(Stored data)
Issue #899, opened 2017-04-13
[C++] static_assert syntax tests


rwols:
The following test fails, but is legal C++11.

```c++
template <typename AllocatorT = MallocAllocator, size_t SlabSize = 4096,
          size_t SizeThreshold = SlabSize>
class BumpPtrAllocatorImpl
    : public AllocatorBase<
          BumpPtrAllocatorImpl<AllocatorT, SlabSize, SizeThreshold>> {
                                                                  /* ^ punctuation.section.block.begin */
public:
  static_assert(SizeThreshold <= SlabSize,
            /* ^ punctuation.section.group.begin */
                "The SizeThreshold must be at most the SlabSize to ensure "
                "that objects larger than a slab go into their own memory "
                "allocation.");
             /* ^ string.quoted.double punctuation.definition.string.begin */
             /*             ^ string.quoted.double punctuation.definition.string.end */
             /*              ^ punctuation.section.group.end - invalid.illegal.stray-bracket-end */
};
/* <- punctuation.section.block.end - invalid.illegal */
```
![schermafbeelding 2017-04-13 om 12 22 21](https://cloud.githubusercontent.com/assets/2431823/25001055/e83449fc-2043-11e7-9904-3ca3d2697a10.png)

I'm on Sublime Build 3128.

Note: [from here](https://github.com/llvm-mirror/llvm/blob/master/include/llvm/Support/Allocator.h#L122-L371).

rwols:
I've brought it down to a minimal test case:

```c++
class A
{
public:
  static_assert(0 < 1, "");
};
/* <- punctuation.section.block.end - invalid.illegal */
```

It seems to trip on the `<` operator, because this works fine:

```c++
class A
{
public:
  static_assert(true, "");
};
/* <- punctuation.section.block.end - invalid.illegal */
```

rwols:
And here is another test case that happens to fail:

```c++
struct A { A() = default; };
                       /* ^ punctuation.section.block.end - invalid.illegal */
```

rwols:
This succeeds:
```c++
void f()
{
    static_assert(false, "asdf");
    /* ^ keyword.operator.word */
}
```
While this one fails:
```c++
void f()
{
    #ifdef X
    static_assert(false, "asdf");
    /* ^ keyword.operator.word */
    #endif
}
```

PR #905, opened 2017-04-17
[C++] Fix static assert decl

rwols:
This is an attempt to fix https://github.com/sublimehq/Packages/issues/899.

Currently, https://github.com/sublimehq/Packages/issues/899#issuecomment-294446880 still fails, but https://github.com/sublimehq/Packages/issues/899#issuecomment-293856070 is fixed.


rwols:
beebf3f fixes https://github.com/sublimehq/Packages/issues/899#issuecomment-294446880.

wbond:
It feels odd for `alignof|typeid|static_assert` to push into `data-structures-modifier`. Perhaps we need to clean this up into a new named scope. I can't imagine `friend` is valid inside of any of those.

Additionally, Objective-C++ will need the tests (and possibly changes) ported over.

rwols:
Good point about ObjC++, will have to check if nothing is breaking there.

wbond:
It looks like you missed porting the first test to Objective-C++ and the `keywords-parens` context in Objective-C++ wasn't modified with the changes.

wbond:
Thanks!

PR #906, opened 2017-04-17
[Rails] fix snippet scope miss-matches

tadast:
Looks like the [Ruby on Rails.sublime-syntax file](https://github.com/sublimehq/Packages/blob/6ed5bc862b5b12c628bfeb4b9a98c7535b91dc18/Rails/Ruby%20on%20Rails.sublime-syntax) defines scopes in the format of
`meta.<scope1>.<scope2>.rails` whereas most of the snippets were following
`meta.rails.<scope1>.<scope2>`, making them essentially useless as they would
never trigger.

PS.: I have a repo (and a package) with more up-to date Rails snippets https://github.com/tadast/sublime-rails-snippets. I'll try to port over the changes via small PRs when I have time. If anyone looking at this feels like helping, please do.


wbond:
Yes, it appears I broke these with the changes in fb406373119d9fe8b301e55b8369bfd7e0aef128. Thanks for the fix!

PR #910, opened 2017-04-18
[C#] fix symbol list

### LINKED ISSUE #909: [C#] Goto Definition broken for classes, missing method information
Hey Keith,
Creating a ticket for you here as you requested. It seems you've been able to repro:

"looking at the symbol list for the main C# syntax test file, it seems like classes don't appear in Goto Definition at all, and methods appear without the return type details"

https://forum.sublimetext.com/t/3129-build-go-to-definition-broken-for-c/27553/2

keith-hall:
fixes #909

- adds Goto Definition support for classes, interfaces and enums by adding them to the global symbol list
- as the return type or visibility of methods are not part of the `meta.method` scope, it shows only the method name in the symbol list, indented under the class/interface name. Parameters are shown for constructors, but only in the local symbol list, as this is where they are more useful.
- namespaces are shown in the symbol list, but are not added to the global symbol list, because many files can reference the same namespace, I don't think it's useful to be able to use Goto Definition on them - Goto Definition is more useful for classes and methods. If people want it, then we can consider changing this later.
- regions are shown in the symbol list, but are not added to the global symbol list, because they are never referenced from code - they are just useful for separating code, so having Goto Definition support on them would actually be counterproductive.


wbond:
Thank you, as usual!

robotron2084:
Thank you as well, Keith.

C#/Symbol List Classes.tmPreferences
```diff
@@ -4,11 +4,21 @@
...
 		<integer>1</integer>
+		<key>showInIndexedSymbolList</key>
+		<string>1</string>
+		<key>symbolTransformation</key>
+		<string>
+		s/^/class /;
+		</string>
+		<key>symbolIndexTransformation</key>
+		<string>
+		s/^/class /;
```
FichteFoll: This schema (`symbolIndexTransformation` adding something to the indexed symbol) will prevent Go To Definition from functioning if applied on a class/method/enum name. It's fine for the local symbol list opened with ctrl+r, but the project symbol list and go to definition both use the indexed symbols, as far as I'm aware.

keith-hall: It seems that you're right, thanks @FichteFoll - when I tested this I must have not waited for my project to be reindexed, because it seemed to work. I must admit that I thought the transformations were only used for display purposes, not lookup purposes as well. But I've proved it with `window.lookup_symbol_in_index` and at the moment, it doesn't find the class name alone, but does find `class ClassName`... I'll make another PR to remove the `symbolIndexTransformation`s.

**The task**
Throughout the records above, find the lines in which the word "BumpPtrAllocatorImpl" appears and return them.

**Exercise response**
class BumpPtrAllocatorImpl
          BumpPtrAllocatorImpl<AllocatorT, SlabSize, SizeThreshold>> {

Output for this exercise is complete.